A blogger knew
Bailey said he felt there was something wrong in 2006 but couldn’t pinpoint it. While The New York Times reported problems in the housing market, Bailey said, he unexpectedly found deeper answers from a couple key online blogs, including “Naked Capitalism,” by Yves Smith.
Smith, who put Lehman Brothers on deathwatch on his blog, knew the investment bank was going down before others did, Bailey said, “like the head of the Federal Reserve Bank.”
After Bailey finished his take on the local and national economy, Nofsinger stepped up to focus on how our individual behavior and our cultural norms color our economic decisions. Nofsinger said our emotions often guide our investment decisions. While everyone says you should buy low and sell high, recent economic bubbles have shown we actually behave in the opposite manner. People rush to buy when everyone else is already buying — on the high side — and then sell when everyone is already selling — on the down side, Nofsinger said.

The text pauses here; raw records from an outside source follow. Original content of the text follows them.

PR #2533, opened 2024-05-03
Support for mixed blocks in Flambda2 types

lthls:
As title says.
This includes support for unboxing, but not lifting/reification yet (although that shouldn't be too complicated to add on top of this PR).

There are a few details that I still find annoying but that I have left for now to avoid losing too much time. The issues are mostly about the various types used to represent information about mixed blocks. I can incorporate suggestions in this PR, but it's also something that we can change later if we want to (it's mostly mechanical).

PR #2712, opened 2024-06-24
Static allocation for mixed blocks etc.

mshinwell:
This is based on #2692 although for review purposes, it should be read from `0d24f6a7bc9fff5bd14bccc1b97304c73b9474ed` as a whole.  It should provide full support for mixed block static allocation in both classic and optimized modes.

One nice thing is as follows: we can ditch the old `Field_of_static_block` type entirely and just use a `Simple` paired with a `Debuginfo`.  In addition we can just have a single constructor for scannable blocks in `Static_const`.

The types have been carefully chosen with regard to the `Scannable` submodules so the encoding should be precise.  (Some of the block shape types introduced in #2533 have been reworked a little to make this all fit together nicely.) The block shapes being carried along with the lists of `Simple`s used to build a statically-allocated block provide all the necessary information required for compilation to Cmm.

Since it was useful for getting the types right I've also added support in classic mode for statically allocating all-float blocks (note these are blocks, e.g. from records, not arrays so the float array optimization isn't relevant here: they are always stored unboxed).  There are no approximations for these however.

In addition there is a commit which introduces a new type to describe elements of a mixed block's flat suffix.  I think we should avoid hanging onto Lambda types into Flambda 2: separate types for separate IRs enable nuances to be encoded more effectively, amongst other things.  Here there is a concrete example: the `Float_boxed` constructor doesn't seem to make sense at Cmm time in the existing Lambda type that is being used for flat suffix elements, since any boxing required would have been expanded on the way into Flambda 2.

I need to do another pass to make sure everything looks ok and tests pass, but I'm putting this up now to gather preliminary feedback.


middle_end/flambda2/to_cmm/to_cmm_static.ml
```diff
@@ -23,34 +23,59 @@ module SC = Static_const
...
+        C.cfloat (Numeric_types.Float_by_bit_pattern.to_float f)
+      | Naked_int32 i -> C.cint32 (Nativeint.of_int32 i)
+      (* XCR nroberts: Could somebody check the below cases? They feel funny to
+         me.
+
+         mshinwell: they seem to be correct, what did you think is wrong? *)
+      | Naked_int64 i -> C.cint (Int64.to_nativeint i)
+      | Naked_nativeint i -> (
+        match Targetint_32_64.repr i with
+        | Int32 i -> C.cint (Nativeint.of_int32 i)
```
Gbury, line 51: This case is surprising considering that most of the code elsewhere assumes that we compile for a `64` bit target (and also that the host is `64` bit, else some conversions could lose some information).

middle_end/flambda2/to_cmm/to_cmm_static.ml
```diff
@@ -206,18 +231,29 @@ let immutable_unboxed_float32_array env res updates ~symbol ~elts =
...
+  | Block_like s, Block (tag, mut, shape, fields) ->
+    (match mut with
+    | Immutable | Immutable_unique -> ()
+    | Mutable ->
+      (* CR mshinwell: actually we could probably permit updates on the flat
+         suffix even now *)
+      Misc.fatal_errorf
+        "Symbol %a: the GC does not currently support mutable fields in \
+         statically-allocated values"
+        Symbol.print s);
```
Gbury, line 243: Is that really true ? The GC already handles cases where dynamically allocated values are stored in the fields of a statically allocated value (these statically-allocated blocks are registered as roots so that the fields containing dynamically allocated values are correctly updated when the GC moves values).

So I'm wondering what prevents mutables fields in statically-allocated values ?

mshinwell: I believe this is still the case, but I don't know the details.  I remember that Damien was going to write, or did write most of, a patch for runtime4 several years ago to lift this restriction but I'm not sure what came of it.  It would require rewriting for runtime5 I would guess.

middle_end/flambda2/to_cmm/to_cmm_primitive.ml
```diff
@@ -106,15 +121,25 @@ let block_load ~dbg (kind : P.Block_access_kind.t) (mutability : Mutability.t)
   | Naked_floats _ -> C.unboxed_float_array_ref block index dbg
   | Mixed { field_kind = Flat_suffix field_kind; _ } -> (
     match field_kind with
-    | Imm -> C.get_field_computed Immediate mutability ~block ~index dbg
-    | Float_boxed | Float64 ->
+    | Value ->
+      (* The flat suffix cannot store scannable values, so this must be an
+         immediate *)
```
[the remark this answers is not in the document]
mshinwell: Oh, yes indeed - the type I wrote today had `Tagged_immediate` for this case, so this must be another one.  I will try to fix this.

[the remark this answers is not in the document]
mshinwell: This should now be fixed.

middle_end/flambda2/kinds/flambda_kind.ml
```diff
@@ -173,102 +163,173 @@ let is_naked_float t =
...
+  let equal
+      { value_prefix_size = value_prefix_size1;
+        flat_suffix = flat_suffix1;
+        field_kinds = _
+      }
+      { value_prefix_size = value_prefix_size2;
+        flat_suffix = flat_suffix2;
+        field_kinds = _
+      } =
+    (* [field_kinds] is uniquely determined by [flat_suffix]. *)
```
lthls, line 235: Could you move this comment to the type definition ? Maybe elaborating a bit more, saying that `field_kinds` is what gets accessed most during `Flambda` but the other two are necessary to compile to Cmm.

mshinwell: Done

middle_end/flambda2/to_cmm/to_cmm_primitive.ml
```diff
@@ -123,10 +123,7 @@ let block_load ~dbg (kind : P.Block_access_kind.t) (mutability : Mutability.t)
     match field_kind with
     | Tagged_immediate ->
       C.get_field_computed Immediate mutability ~block ~index dbg
-    | Naked_float ->
-      (* CR layouts v5.1: We should use the mutability here to generate better
-         code if the load is immutable. *)
-      C.unboxed_float_array_ref block index dbg
+    | Naked_float -> C.unboxed_immutable_float_array_ref block index dbg
```
ncik-roberts: Shouldn't this use `mutability` to detect whether the load is mutable or not? It's possible for a naked float field in a mixed block to be mutable.

middle_end/flambda2/to_cmm/to_cmm_static.ml
```diff
@@ -23,34 +23,59 @@ module SC = Static_const
...
+      | Naked_float32 f ->
+        C.cfloat32 (Numeric_types.Float32_by_bit_pattern.to_float f)
+      | Naked_float f ->
+        C.cfloat (Numeric_types.Float_by_bit_pattern.to_float f)
+      | Naked_int32 i -> C.cint32 (Nativeint.of_int32 i)
+      (* XCR nroberts: Could somebody check the below cases? They feel funny to
+         me.
+
+         mshinwell: they seem to be correct, what did you think is wrong? *)
+      | Naked_int64 i -> C.cint (Int64.to_nativeint i)
```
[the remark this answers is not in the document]
mshinwell: @ncik-roberts ping as to what your concern was here...

mshinwell:
@lthls is going to review this.

middle_end/flambda2/types/reify.ml
```diff
@@ -207,27 +211,45 @@ let reify ~allowed_if_free_vars_defined_in ~var_is_defined_at_toplevel
...
+            (* CR mshinwell: could recognise tagged immediates *)
+            try_canonical_simple ()
           | Some (tag, shape, size, field_types, alloc_mode) -> (
             assert (
               Targetint_31_63.equal size
                 (TG.Product.Int_indexed.width field_types));
-            (* CR mshinwell: Could recognise other things, e.g. tagged
-               immediates and float arrays, supported by [Static_part]. *)
+            let field_types = TG.Product.Int_indexed.components field_types in
+            let field_kinds =
```
lthls, line 222: I think you could build the combined list directly here, instead of passing two lists to `try_to_reify_fields` which will combine them anyway.

middle_end/flambda2/types/reify.ml
```diff
@@ -524,9 +546,10 @@ let reify ~allowed_if_free_vars_defined_in ~var_is_defined_at_toplevel
           let kind = Flambda_kind.With_subkind.kind element_kind in
           match kind with
           | Value -> (
+            let field_kinds = List.map (fun _ -> Flambda_kind.value) fields in
```
lthls, line 549: Same as above (you can build the list of tuples directly)

lthls (approved):
I'm fine with the overall approach and implementation. I've left a number of comments in places where I think the code could be easily improved.

ocaml/testsuite/tests/mixed-blocks/structural_constants.ml
```diff
@@ -0,0 +1,86 @@
+(* TEST
+   flambda2;
+   flags="-extension layouts_beta";
```
lthls, line 3: The new check correctly points out that this test doesn't actually run anything.

lthls:
I've found a few bugs remaining in this PR that will need to be addressed. One is a variant of #2763 (`To_cmm_static.static_field` needs to be updated so that all expressions have the correct size), and I also suspect a bug in the translation of constant mixed blocks, where the code in `Closure_conversion` fails to properly unbox the constants that have kind `Float_boxed`. Hopefully fixing both of those should be enough to make the testsuite go green.

middle_end/flambda2/to_cmm/to_cmm_static.ml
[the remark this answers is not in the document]
mshinwell: We're now using `C.const_static` here, and the code seems correct?

middle_end/flambda2/to_cmm/to_cmm_static.ml
mshinwell: This has been removed now

middle_end/flambda2/kinds/flambda_kind.ml
```diff
@@ -839,6 +839,8 @@ module With_subkind = struct
               match Tag.Scannable.create tag with
               | Some tag ->
                 let shape_and_fields : Block_shape.t * _ =
+                  (* CR mshinwell/vlaviron: In both of these cases it would be
+                     nice to propagate immediacy information. *)
```
lthls, line 843: Actually, I believe that `from_lambda_value_kind` takes care of that, the only remaining case where we lose immediacy is the flat suffix of mixed blocks.
(There are other places where we lose immediacy by computing a `kind` instead of a `kind_with_subkind`, but at least that is explicit.)

mshinwell: See discussion elsewhere

PR #2713, opened 2024-06-24
Fix line number directives in stdlib/otherlibs

ncik-roberts:
Augment the change in https://github.com/ocaml-flambda/ocaml-jst/commit/52e6e784acd6d58a7f25b07c1cd01cab3d4744bd to fix the line number known for the rest of the file.

* That commit originally added lines like `# 1 "stdlib.ml"` to the top of all stdlib files to stabilise the file names included in backtraces.
* But 1 is the wrong number to include here. It should be 2.

This helps merlin.

@stedolan described it better than I could:
> Line directives affect the location for following lines and are typically used in preprocessed / generated code to point tools to the actual source, e.g. if `orig.ml` contains:
> 
>     let foo () = 42
> 
> and `gen.ml` contains:
> 
>     # 1 "orig.ml"
>     let foo () = 42
> 
> then the tools know that the definition on line 2 of `gen.ml` should in fact point to line 1 of orig.ml.
> 
> In our unusual usage, we have a single file `stdlib.ml` containing:
> 
>     # 1 "stdlib.ml"
>     let foo () = 42
> 
> and the tools are correctly interpreting this to say that the definition on line 2 of `stdlib.ml` actually came from line 1 of `stdlib.ml`, which is not what we want.
> 
> So if these annotations are still needed to update filenames, they should say `# 2 "stdlib.ml"`, because that's where the code is. (The line directive refers to the line number of the following line)

I produced this PR with this command to be sure I'm just updating the files from the ocaml-jst commit:
```
$ git diff 7d08e0e1701596da64a5b739dbaf71140d68bb01 52e6e784acd6d58a7f25b07c1cd01cab3d4744bd --stat | awk '{ print $1 }' | xargs -n 1 printf "ocaml/%s\n" | xargs sed -i '1s/# 1 "\(.*\)"$/# 2 "\1"/'
```
I then manually applied the same change to the following files, which are new since that commit:
  * `ocaml/otherlibs/stdlib_upstream_compatible/{nativeint_u,int32_u,float_u.ml,int64_u,nativeint_u}.{ml,mli}`
  * `ocaml/otherlibs/systhreads4/thread.{ml,mli}`
  * `ocaml/stdlib/domain.{ml,mli}`


goldfirere (approved):

ncik-roberts:
Unlike the original commit, this PR involves some changes to test output. (Anything that prints a backtrace that involves a function from the stdlib.) This is expected, as the line numbers in the new files did change with the addition of the line number directive &mdash; it's just that the original PR incorrectly suppressed the changes.

The changes to test output are light: only 8 upstream tests need to be updated. I simply promoted the failing output. I don't expect difficulties with merging changes in the future.

ncik-roberts:
The only test failure is a known flake, so I'm going to merge.

PR #2717, opened 2024-06-24
Support for `mod` syntax - unclean

liam923:
The first commit is the diff of PR #2676. The intention of this PR is to improve testing and error messages without resolving other PR comments. The intention is to get something that works merged sooner to unblock some other people.


ocaml/typing/jkind_types.ml
```diff
@@ -289,43 +277,43 @@ module Sort = struct
     and var ppf v = fprintf ppf "{ contents = %a }" opt_t !v
   end
 
-  let for_function = Const Const.value
+  let for_function = Const Value
```
goldfirere: These RHSs should probably all be `value` instead of reconstructing `Const Value` for each

goldfirere (commented):
Reviewed everything but the tests

goldfirere (approved):
I've gotten through line 900 or so of jkinds.ml. But I'm clicking Approve, based on:
* I've reviewed the previous PR (which forms the first commit of this PR), and found no trouble in the implementation
* The improvements I was looking for were around design, but that's not a great reason to delay this needed PR
* But we thought adding in some tests were good, just to check for soundness trouble. It's looking very promising. And Approving now means that we can merge.

I will finish reviewing later today, but likely after @liam923 leaves for holiday.

goldfirere:
Finished review now, with a few small pushed changes. This is ready for merging once CI passes.

PR #2718, opened 2024-06-24
Fix toplevel printer for arrays of unboxed things

dvulakh:
The toplevel printer incorrectly attempts to treat arrays whose elements don't have layout `value` like normal arrays (using the `size` and `field` functions from `Obj` to find the length of the array and project its elements). This causes undefined behavior. For example, the following reliably segfaults our `utop`:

We also tend to be short-term thinkers, Nofsinger said. For example, many people took on adjustable rate mortgages that sounded like great deals in the short run, he said. They found out differently when their monthly mortgage payments shot up. Even percentages elude people, Nofsinger said. Many think there’s not that big of a difference between, say, a 10 percent interest rate and a 10.8 percent interest rate. But on a $250,000, 30-year home loan, that difference is almost $1,800 every year. “Those little changes make a big difference,” he said.